Copy nothing but the lines below running from the line containing "chrismaree, line 669: nice" through the line containing "mrice32: Will do!", both end lines included.
+-------+
PR #3449, opened 2021-10-08
feat(across): allow relay and speed up to be called simultaneously

mrice32:
**Motivation**

We'd like relay and speed up to be able to be called in the same transaction. Using multicall is intractible because it requires the caller to predict the time.

**Summary**

This adds a method relayAndSpeedUp to allow relay and speed up to be done simultaneously. There's a fair amount of repeated code, but the advantage is that there are some gas savings that we get from not having to do repeated transfers or verifications.

**Testing**

- [x]  New unit tests created
- [ ]  Untested

**Issue(s)**

N/A

### DIFF
--- a/packages/core/contracts/insured-bridge/BridgePool.sol
+++ b/packages/core/contracts/insured-bridge/BridgePool.sol
@@ -258,6 +258,13 @@ contract BridgePool is Testable, BridgePoolInterface, ExpandedERC20, MultiCaller
         bytes32 relayHash = _getRelayHash(depositData, relayData);
         bytes memory ancillaryData = _getRelayAncillaryData(relayHash);
 
+        bytes32 instantRelayHash = _getInstantRelayHash(depositHash, relayData);
+        require(
+            // Can only speed up a pending relay without an existing instant relay associated with it.
+            instantRelays[instantRelayHash] == address(0),
+            "Relay cannot be sped up"
+        );
+
         relays[depositHash] = _getRelayDataHash(relayData);
         relayRequestAncillaryData[keccak256(ancillaryData)] = depositHash;
 
@@ -295,19 +302,12 @@ contract BridgePool is Testable, BridgePoolInterface, ExpandedERC20, MultiCaller
 
         pendingReserves += depositData.amount; // Book off maximum liquidity used by this relay in the pending reserves.
 
-        bytes32 instantRelayHash = _getInstantRelayHash(depositHash, relayData);
-        require(
-            // Can only speed up a pending relay without an existing instant relay associated with it.
-            instantRelays[instantRelayHash] == address(0),
-            "Relay cannot be sped up"
-        );
         instantRelays[instantRelayHash] = msg.sender;
 
         // If the L1 token is WETH then: a) pull WETH from instant relayer b) unwrap WETH c) send ETH to recipient.
         uint256 recipientAmount = depositData.amount - feesTotal;
         if (isWethPool) {
-            WETH9Like(address(l1Token)).withdraw(recipientAmount);
-            depositData.l1Recipient.transfer(recipientAmount);
+            _unwrapWETHTo(depositData.l1Recipient, recipientAmount);
         }
         // Else, this is a normal ERC20 token. Send to recipient.
         else l1Token.safeTransfer(depositData.l1Recipient, recipientAmount);
@@ -448,8 +448,7 @@ contract BridgePool is Testable, BridgePoolInterface, ExpandedERC20, MultiCaller
         uint256 recipientAmount = depositData.amount - feesTotal;
         if (isWethPool) {
             l1Token.safeTransferFrom(msg.sender, address(this), recipientAmount);
-            WETH9Like(address(l1Token)).withdraw(recipientAmount);
-            depositData.l1Recipient.transfer(recipientAmount);
+            _unwrapWETHTo(depositData.l1Recipient, recipientAmount);
         }
         // Else, this is a normal ERC20 token. Send to recipient.
         else l1Token.safeTransferFrom(msg.sender, depositData.l1Recipient, recipientAmount);
@@ -842,6 +841,11 @@ contract BridgePool is Testable, BridgePoolInterface, ExpandedERC20, MultiCaller
             // Canonical value representing "True"; i.e. the proposed relay is valid.
             int256(1e18)
         );
+    }
+
+    function _unwrapWETHTo(address payable to, uint256 amount) internal {
+        WETH9Like(address(l1Token)).withdraw(amount);
+        to.transfer(amount);
     }
 
     // Added to enable the BridgePool to receive ETH. used when unwrapping Weth.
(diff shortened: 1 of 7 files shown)


packages/core/contracts/insured-bridge/BridgePool.sol
```diff
@@ -218,6 +218,104 @@ contract BridgePool is Testable, BridgePoolInterface, ExpandedERC20, MultiCaller
...
+     * @notice Called by Relayer to execute a slow + fast relay from L2 to L1, fulfilling a corresponding deposit order.
+     * @dev There can only be one pending relay for a deposit. This method is effectively the relayDeposit and
+     * speedUpRelay methods concatenated. This could potentially be refactored to just call each method, but there
+     * are some gas savings in combining the transfers and hash computations.
+     * @dev Caller must have approved this contract to spend the total bond + amount - fees for `l1Token`.
+     * @param depositData the deposit data struct containing all the user's deposit information.
+     * @param realizedLpFeePct LP fee calculated off-chain considering the L1 pool liquidity at deposit time, before
+     *      quoteTimestamp. The OO acts to verify the correctness of this realized fee. Can not exceed 50%.
+     */
+    function relayAndSpeedUp(DepositData memory depositData, uint64 realizedLpFeePct) public nonReentrant() {
```
nicholaspai, line 231: DO you think we could also change the `relayDeposit` inputs to take in `DepositData memory depositData` instead of the destructured params?

packages/core/test/insured-bridge/BridgePool.js
```diff
@@ -742,6 +752,144 @@ describe("BridgePool", () => {
...
+        .send({ from: rando });
+      await didContractThrow(
+        bridgePool.methods.relayAndSpeedUp(defaultDepositData, relayAttemptData.realizedLpFeePct).send({ from: rando })
+      );
+
+      // Reset params to allow for a normal relay.
+      await l1Token.methods.transfer(instantRelayer, instantRelayAmountSubFee).send({ from: rando });
+      await l1Token.methods.approve(bridgePool.options.address, totalRelayBond).send({ from: rando });
+
+      await bridgePool.methods.relayDeposit(...generateRelayParams()).send({ from: rando });
```
nicholaspai, line 836: nit: I think its more explicit if you call `relayDeposit` here with `...generateRelayParams({}, relayAttemptData)` to make it clear that you can slow relay the original, disputed relay, but you cannot `relayAndSpeedUp` or `speedUpRelay` it.

nicholaspai (commented):
Looks great, how's the gas savings? Left some nits on readability

packages/core/contracts/insured-bridge/BridgePool.sol
mrice32: We can -- just didn't want to modify more than necessary. I did it with the new method bc of stack too deep errors.

packages/core/contracts/insured-bridge/BridgePool.sol
```diff
@@ -218,6 +218,104 @@ contract BridgePool is Testable, BridgePoolInterface, ExpandedERC20, MultiCaller
...
+        // (proposer reward + proposer bond + final fee) from the caller. We need to set a new price request timestamp
+        // instead of default setting to equal to the `depositTimestamp`, which is dependent on the L2 VM on which the
+        // DepositContract is deployed. Imagine if the timestamps on the L2 have an offset that are always "in the
+        // future" relative to L1 blocks, then the OptimisticOracle would always reject requests.
+        _requestAndProposeOraclePriceRelay(proposerBond, priceRequestTime, ancillaryData);
+
+        pendingReserves += depositData.amount; // Book off maximum liquidity used by this relay in the pending reserves.
+
+        bytes32 instantRelayHash = _getInstantRelayHash(depositHash, relayData);
+        require(
```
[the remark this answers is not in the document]
mrice32: We can!

packages/core/contracts/insured-bridge/BridgePool.sol
```diff
@@ -560,9 +665,16 @@ contract BridgePool is Testable, BridgePoolInterface, ExpandedERC20, MultiCaller
     function syncWithFinderAddresses() public {
         FinderInterface finder = FinderInterface(bridgeAdmin.finder());
 
+        // Remove approval for old OO.
+        if (address(optimisticOracle) != address(0)) l1Token.safeApprove(address(optimisticOracle), 0);
```
chrismaree, line 669: nice

packages/core/contracts/insured-bridge/BridgePool.sol
```diff
@@ -218,6 +218,104 @@ contract BridgePool is Testable, BridgePoolInterface, ExpandedERC20, MultiCaller
...
+        instantRelays[instantRelayHash] = msg.sender;
+
+        // If the L1 token is WETH then: a) pull WETH from instant relayer b) unwrap WETH c) send ETH to recipient.
+        uint256 recipientAmount = depositData.amount - feesTotal;
+        if (isWethPool) {
+            WETH9Like(address(l1Token)).withdraw(recipientAmount);
+            depositData.l1Recipient.transfer(recipientAmount);
+        }
+        // Else, this is a normal ERC20 token. Send to recipient.
+        else l1Token.safeTransfer(depositData.l1Recipient, recipientAmount);
```
chrismaree, line 313: this chunk of code is repeated. refactor to internal method?

packages/core/test/insured-bridge/BridgePool.js
mrice32: Sounds good!

mrice32:
> Looks great, how's the gas savings? Left some nits on readability

Biggest gas savings are on WETH since we avoid a transfer. Outside of that, they are pretty marginal. I was seeing like 1 or 2k for an arbitrary token.

packages/core/contracts/insured-bridge/BridgePool.sol
mrice32: Will do!

mrice32: Actually, I think there are subtle differences that make this a little bit less tractable.

chrismaree:
> > Looks great, how's the gas savings? Left some nits on readability
> 
> Biggest gas savings are on WETH since we avoid a transfer. Outside of that, they are pretty marginal. I was seeing like 1 or 2k for an arbitrary token.

honestly I'm not sure if that amount of saving is worth it. wdyt?

mrice32:
> > > Looks great, how's the gas savings? Left some nits on readability
> > 
> > 
> > Biggest gas savings are on WETH since we avoid a transfer. Outside of that, they are pretty marginal. I was seeing like 1 or 2k for an arbitrary token.
> 
> honestly I'm not sure if that amount of saving is worth it. wdyt?

Just to tie this up. @chrismaree tested this out and found the gas savings for normal ERC20s to be around ~13k. We expect this to be larger for ETH. We've decided that the repeated code is worthwhile.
+-------+
**SOLUTION TO THE EXERCISE**:
chrismaree, line 669: nice

packages/core/contracts/insured-bridge/BridgePool.sol
```diff
@@ -218,6 +218,104 @@ contract BridgePool is Testable, BridgePoolInterface, ExpandedERC20, MultiCaller
...
+        instantRelays[instantRelayHash] = msg.sender;
+
+        // If the L1 token is WETH then: a) pull WETH from instant relayer b) unwrap WETH c) send ETH to recipient.
+        uint256 recipientAmount = depositData.amount - feesTotal;
+        if (isWethPool) {
+            WETH9Like(address(l1Token)).withdraw(recipientAmount);
+            depositData.l1Recipient.transfer(recipientAmount);
+        }
+        // Else, this is a normal ERC20 token. Send to recipient.
+        else l1Token.safeTransfer(depositData.l1Recipient, recipientAmount);
```
chrismaree, line 313: this chunk of code is repeated. refactor to internal method?

packages/core/test/insured-bridge/BridgePool.js
mrice32: Sounds good!

mrice32:
> Looks great, how's the gas savings? Left some nits on readability

Biggest gas savings are on WETH since we avoid a transfer. Outside of that, they are pretty marginal. I was seeing like 1 or 2k for an arbitrary token.

packages/core/contracts/insured-bridge/BridgePool.sol
mrice32: Will do!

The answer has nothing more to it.